=== Records to use ===

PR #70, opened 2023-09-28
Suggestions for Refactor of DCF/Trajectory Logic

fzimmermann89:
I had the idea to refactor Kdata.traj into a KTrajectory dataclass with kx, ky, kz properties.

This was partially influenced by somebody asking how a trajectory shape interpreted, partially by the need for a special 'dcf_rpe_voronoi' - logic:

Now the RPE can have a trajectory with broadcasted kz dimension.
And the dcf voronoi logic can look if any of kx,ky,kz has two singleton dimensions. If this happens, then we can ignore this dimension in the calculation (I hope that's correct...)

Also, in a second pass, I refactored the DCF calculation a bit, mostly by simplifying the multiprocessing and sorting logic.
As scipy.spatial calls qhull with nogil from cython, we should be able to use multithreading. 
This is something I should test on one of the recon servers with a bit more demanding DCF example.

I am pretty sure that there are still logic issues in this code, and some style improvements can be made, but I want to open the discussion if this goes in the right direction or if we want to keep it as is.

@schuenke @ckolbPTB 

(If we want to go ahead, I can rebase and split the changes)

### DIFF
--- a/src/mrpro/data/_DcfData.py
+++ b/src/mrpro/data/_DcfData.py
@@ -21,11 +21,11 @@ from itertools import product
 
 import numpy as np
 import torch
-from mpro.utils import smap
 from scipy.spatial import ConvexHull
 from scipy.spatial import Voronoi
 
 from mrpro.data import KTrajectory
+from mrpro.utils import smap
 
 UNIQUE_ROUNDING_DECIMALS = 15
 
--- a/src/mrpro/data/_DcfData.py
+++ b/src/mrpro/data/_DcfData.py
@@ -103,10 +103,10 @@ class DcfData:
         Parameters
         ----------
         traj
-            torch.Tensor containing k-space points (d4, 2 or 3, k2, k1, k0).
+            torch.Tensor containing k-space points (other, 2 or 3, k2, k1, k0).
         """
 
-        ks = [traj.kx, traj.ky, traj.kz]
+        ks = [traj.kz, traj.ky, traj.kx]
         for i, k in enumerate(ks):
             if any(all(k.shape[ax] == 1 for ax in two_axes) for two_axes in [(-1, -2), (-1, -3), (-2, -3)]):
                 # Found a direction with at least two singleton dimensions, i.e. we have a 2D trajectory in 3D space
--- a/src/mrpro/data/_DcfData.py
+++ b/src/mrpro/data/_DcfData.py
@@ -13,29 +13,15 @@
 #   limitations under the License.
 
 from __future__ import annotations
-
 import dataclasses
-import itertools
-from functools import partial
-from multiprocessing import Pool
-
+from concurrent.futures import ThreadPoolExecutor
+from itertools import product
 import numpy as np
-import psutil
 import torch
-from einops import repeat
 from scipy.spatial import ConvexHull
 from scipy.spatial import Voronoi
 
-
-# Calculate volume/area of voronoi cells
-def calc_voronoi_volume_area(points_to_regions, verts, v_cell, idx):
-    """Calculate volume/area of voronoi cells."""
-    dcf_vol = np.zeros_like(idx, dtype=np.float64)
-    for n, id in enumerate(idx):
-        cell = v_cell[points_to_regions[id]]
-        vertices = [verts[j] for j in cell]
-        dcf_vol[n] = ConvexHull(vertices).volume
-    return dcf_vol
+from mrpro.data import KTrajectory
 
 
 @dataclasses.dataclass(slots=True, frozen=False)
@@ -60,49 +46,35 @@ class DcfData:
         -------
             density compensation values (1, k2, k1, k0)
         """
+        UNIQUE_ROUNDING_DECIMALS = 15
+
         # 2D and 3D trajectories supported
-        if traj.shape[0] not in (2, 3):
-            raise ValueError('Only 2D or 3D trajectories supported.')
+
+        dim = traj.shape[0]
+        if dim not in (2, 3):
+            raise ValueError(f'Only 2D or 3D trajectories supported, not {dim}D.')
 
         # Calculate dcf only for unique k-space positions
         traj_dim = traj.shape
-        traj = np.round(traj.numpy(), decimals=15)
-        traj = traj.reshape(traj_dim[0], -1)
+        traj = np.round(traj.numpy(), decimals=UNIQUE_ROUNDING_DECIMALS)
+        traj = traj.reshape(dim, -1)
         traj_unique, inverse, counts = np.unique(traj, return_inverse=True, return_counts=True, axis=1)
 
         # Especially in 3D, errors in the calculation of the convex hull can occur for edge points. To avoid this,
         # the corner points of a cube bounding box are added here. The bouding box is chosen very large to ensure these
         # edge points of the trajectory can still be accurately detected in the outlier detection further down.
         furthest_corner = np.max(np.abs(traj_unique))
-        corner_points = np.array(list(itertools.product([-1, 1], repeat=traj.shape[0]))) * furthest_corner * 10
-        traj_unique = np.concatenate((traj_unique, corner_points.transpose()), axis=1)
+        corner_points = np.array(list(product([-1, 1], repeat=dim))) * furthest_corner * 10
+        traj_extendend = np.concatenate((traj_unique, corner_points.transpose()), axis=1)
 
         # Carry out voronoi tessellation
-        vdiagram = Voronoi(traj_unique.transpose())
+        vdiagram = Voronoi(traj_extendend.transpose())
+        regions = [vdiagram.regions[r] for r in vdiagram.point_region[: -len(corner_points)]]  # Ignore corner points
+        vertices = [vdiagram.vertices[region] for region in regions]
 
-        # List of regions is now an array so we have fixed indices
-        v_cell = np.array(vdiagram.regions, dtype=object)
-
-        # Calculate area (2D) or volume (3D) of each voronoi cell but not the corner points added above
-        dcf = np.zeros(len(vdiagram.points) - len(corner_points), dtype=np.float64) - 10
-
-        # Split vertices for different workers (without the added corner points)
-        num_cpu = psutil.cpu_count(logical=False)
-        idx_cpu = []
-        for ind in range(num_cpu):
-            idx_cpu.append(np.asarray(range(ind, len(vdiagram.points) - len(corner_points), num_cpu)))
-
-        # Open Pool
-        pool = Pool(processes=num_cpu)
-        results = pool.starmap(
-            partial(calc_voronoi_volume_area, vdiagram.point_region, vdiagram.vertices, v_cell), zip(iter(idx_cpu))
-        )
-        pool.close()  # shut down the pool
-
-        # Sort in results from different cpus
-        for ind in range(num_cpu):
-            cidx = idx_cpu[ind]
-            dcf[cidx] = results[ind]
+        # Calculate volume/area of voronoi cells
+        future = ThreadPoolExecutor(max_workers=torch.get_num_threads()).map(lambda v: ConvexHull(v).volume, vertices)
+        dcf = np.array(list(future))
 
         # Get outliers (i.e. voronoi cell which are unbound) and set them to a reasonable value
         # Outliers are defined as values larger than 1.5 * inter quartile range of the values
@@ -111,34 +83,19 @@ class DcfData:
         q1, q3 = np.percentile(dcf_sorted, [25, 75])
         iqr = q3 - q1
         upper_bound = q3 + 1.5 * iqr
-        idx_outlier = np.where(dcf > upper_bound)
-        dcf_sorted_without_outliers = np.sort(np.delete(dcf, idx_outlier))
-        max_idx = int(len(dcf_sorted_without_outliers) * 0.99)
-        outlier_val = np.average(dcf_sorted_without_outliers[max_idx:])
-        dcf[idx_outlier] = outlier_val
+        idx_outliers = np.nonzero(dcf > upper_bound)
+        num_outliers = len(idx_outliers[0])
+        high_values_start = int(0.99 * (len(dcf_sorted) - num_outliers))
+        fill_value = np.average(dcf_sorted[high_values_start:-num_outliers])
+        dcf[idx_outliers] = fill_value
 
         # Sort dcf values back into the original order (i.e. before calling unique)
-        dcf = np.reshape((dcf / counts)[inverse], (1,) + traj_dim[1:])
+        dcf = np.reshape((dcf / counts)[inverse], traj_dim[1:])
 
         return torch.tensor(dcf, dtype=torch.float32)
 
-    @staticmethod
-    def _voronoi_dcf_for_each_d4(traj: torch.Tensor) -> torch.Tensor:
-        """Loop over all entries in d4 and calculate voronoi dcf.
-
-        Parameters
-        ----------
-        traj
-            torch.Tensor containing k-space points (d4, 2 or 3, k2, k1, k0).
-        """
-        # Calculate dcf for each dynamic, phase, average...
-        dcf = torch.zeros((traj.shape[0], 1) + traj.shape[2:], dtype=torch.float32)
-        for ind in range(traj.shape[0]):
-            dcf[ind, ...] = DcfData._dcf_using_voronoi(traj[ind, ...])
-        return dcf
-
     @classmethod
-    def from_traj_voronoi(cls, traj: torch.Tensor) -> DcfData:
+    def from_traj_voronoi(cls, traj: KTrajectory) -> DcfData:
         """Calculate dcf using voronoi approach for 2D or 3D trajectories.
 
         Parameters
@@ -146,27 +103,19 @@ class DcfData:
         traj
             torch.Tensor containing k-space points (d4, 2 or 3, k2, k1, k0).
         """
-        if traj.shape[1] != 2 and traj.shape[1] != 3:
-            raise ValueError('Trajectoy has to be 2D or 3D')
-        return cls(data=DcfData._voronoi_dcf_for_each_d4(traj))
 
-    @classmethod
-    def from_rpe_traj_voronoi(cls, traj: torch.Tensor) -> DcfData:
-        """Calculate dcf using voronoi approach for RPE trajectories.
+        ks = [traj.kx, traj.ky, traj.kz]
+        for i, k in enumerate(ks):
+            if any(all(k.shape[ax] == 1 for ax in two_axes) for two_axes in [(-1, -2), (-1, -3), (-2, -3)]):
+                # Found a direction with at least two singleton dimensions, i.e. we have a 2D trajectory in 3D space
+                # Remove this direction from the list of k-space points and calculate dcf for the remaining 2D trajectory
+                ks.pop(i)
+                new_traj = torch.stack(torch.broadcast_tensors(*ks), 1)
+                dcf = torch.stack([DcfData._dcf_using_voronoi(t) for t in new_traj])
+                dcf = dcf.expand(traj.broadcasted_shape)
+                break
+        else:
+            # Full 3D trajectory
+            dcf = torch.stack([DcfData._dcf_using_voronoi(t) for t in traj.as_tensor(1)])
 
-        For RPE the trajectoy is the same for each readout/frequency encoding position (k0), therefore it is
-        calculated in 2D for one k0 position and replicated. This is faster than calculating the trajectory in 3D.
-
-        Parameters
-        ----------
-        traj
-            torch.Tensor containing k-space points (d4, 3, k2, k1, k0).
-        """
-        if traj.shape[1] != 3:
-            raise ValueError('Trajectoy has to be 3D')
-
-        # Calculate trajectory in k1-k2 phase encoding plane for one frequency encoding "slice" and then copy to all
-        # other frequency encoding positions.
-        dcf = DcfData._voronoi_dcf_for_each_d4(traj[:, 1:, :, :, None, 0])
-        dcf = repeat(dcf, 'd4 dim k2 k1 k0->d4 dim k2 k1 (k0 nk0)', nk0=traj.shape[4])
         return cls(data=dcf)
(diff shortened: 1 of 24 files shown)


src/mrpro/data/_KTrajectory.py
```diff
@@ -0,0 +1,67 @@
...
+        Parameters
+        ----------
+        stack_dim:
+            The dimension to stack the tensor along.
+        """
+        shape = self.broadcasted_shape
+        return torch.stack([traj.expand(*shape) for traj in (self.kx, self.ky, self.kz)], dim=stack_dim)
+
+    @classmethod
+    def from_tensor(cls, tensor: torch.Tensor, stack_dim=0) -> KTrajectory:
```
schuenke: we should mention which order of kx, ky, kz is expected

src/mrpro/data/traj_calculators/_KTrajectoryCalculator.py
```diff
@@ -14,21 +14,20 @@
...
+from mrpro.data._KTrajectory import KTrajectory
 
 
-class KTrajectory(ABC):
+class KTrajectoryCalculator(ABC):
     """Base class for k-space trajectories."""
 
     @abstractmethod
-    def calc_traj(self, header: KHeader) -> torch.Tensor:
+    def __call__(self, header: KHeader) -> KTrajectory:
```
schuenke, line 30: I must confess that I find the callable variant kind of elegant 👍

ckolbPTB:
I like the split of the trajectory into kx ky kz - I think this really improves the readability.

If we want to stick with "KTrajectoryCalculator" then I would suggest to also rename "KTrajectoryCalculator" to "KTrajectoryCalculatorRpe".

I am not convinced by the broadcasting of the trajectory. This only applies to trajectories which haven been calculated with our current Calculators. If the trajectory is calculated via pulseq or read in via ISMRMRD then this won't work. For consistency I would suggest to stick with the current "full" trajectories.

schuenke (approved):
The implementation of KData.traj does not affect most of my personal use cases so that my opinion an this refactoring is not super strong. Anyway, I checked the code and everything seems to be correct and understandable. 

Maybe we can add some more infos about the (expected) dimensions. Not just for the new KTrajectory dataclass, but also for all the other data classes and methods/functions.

===
=== Records to use ===

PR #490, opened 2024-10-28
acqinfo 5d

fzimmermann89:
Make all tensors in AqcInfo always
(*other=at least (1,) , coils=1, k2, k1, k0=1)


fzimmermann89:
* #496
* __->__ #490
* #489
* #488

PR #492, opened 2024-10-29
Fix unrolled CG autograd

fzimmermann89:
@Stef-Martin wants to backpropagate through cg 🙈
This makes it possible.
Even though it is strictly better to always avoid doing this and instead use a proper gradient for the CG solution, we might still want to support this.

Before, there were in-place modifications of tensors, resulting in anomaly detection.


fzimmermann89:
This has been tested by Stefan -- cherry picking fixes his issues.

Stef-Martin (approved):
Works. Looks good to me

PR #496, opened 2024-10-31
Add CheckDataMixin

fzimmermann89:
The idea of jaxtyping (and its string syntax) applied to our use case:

===

Retype only the stretch of lines above starting at the one with "Add CheckDataMixin" and stopping at the one with "The idea of", exactly as written, with both kept.

Answer box:
Add CheckDataMixin

fzimmermann89:
The idea of jaxtyping (and its string syntax) applied to our use case:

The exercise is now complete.